Every year near the end of February the majordomos of the conservative movement gather at the Mayflower Hotel in Washington, D.C., for something called the “Conservative Political Action Conference,” or “see-pack” after its initials, CPAC. Through the 1970s this conference gathered most­ly to lament the latest advances of the welfare state and the Soviets, and the featured speaker was usu­ally a former movie actor and governor of Califor­nia who inspired the discouraged troopers of the movement to dream on about someday having a conservative president who would lead us into the promised land.

In 1980 “the Movement” (as it is frankly call­ed by some conservative leaders) finally triumphed at the polls. The far-right weekly Human Events ran the biggest banner headline in its then-35-year history: “AT LAST!” At last, the faithful rejoiced, we’ve got a president who will stop the welfare state, boost the defense budget, stick it to the Rus­sians, deregulate business, cut taxes, fight abortion, stick up for free trade and family values. At Last! The wilderness years were over.

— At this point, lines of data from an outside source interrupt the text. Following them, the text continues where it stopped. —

PR #1312, opened 2026-06-09
feat: unify browser backends under getgather/browsers with a Daytona backend

bin-ario:
This PR groups all browser-backend management into a new `getgather/browsers` package behind a shared `Backend` protocol, and adds a Daytona backend alongside the existing podman and external-fleet paths. It builds on #1310 (podman extraction) and #1311 (external Chrome Fleet proxying), unifying their podman/fleet split under one factory.

## What changed

A `Backend` protocol (`browsers/backend.py`) that the REST endpoints and CDP/VNC proxies depend on, selected at startup by `create_backend()`:

- `FleetBackend` (`fleet_browsers.py`): proxies the browser API to an external Chrome Fleet when `CHROMEFLEET_URL` is set. `call_chromefleet_api` and `build_chromefleet_headers` move here from `browser.py`, which now imports them back and is the zendriver interface only.
- `DaytonaBackend` (`daytona_browsers.py`): on-demand Daytona sandboxes (`BROWSER_BACKEND=daytona`), reaching Chrome over a signed HTTPS preview URL. Added as an optional `daytona` extra so podman installs are unchanged. Teardown is owned by Daytona's native `auto_stop_interval` + `auto_delete_interval` (per gather-engineering/flyfleet#159).
- `PodmanBackend` (`podman_browsers.py`): the existing podman logic (#1310) wrapped as a backend; stays the default.

`router.py` (renamed from `browsers_api_router.py`) and `residential_proxy.py` move into the package. The router delegates to the selected backend uniformly, replacing the per-endpoint `CHROMEFLEET_URL` branching from #1311. All browser/backend settings live in `BrowserSettings` (`browsers/settings.py`), which `config.Settings` inherits. The CDP proxy gains `rewrite_ws_url` (a no-op for podman) so the same proxy works for the Daytona signed URL.

## Notes for reviewers

- VNC (`/live`, `/websockify`) and the residential-proxy / geo-IP features remain podman only; `DaytonaBackend.get_vnc_endpoint` returns `None` and `FleetBackend` serves CDP via the external fleet's own `/cdp`.
- The local backend selector is `BROWSER_BACKEND` (`podman` default, `daytona`); `CHROMEFLEET_URL` takes precedence over it.
- The Daytona SDK's async client pulls `httpx-ws`, which needs `anyio>=4.10` but under-declares it, so the `daytona` extra pins `anyio>=4.10`.
- The new `test-daytona.yml` workflow needs CI config to run: secret `DAYTONA_API_KEY`, secrets `TS_OAUTH_CLIENT_ID`/`TS_OAUTH_SECRET`, and vars `DAYTONA_API_URL`/`DAYTONA_SNAPSHOT`. It self-skips the Tailscale step on non-github-hosted runners.

## Test plan

- pyright (strict), ruff check + format, yamlfix, prettier all pass.
- Podman (default): create/get/list/404/delete cycle against a running server with identical response shapes.
- Fleet: `FleetBackend` pointed at a live upstream proxied create/list/get/delete and mapped a missing browser to 404.
- Daytona (live, self-hosted): `tests/test_daytona.py` passes, including the native-lifecycle-interval assertions.
- Unit suite passes; the Daytona tests skip under the default backend.


ariya (approved):
Looks great, and pretty clean as well 🚀

.env.template
```diff
@@ -12,11 +12,25 @@ OAUTH_GOOGLE_CLIENT_SECRET=
...
+DAYTONA_API_KEY=
+DAYTONA_API_URL=
+DAYTONA_SNAPSHOT=
+
+# Residential proxy (Massive) — podman backend only
 MASSIVE_PROXY_USERNAME=
 MASSIVE_PROXY_PASSWORD=
 
-# MaxMind GeoIP
+# MaxMind GeoIP — podman backend only
```
ariya: Is there a reason the two above settings are for Podman only?

ariya (approved):

.env.template
bin-ario: residential proxy is not integrated in daytona browsers yet, it will be added soon

bin-ario: Reworded the comment to explain the reason: these are consumed only by PodmanBackend.configure_remote_browser (per-browser upstream proxy + geo from x-origin-ip). Daytona ignores origin_ip, and in fleet mode the upstream Chrome Fleet applies its own proxy/geo. (9b4101e)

Needless to say, the 1981 CPAC was very different from its predecessors. It was not so much a conference as it was a benediction. The infantry was jubilant — and why not? CPAC would be front-page news in the Washington Post that year, and beyond.

But just then, the first big cracks were begin­ning to appear in the monolithic “Movement.” One incident in particular tells the story. The first morning of the conference I spied an animated knot of people in a corner of the lobby. Never one to miss out on excitement, I wandered over to find out what the commotion was about. It was an ar­gument about abortion. A middle-aged gentleman was saying that he didn’t see what right the govern­ment had stepping into the lives of individuals, and besides, life doesn’t begin until birth anyway. His interlocutor brought up counter-arguments about the rights of the unborn, etc. The argument got in­creasingly heated, whereupon I left. I find argu­ments over abortion, though necessary, very pain­ful; besides, I didn’t want to miss the first session of the morning, where Jeane Kirkpatrick would ex­plain why the U.S. should ally herself with right-wing authoritarian regimes in Latin America.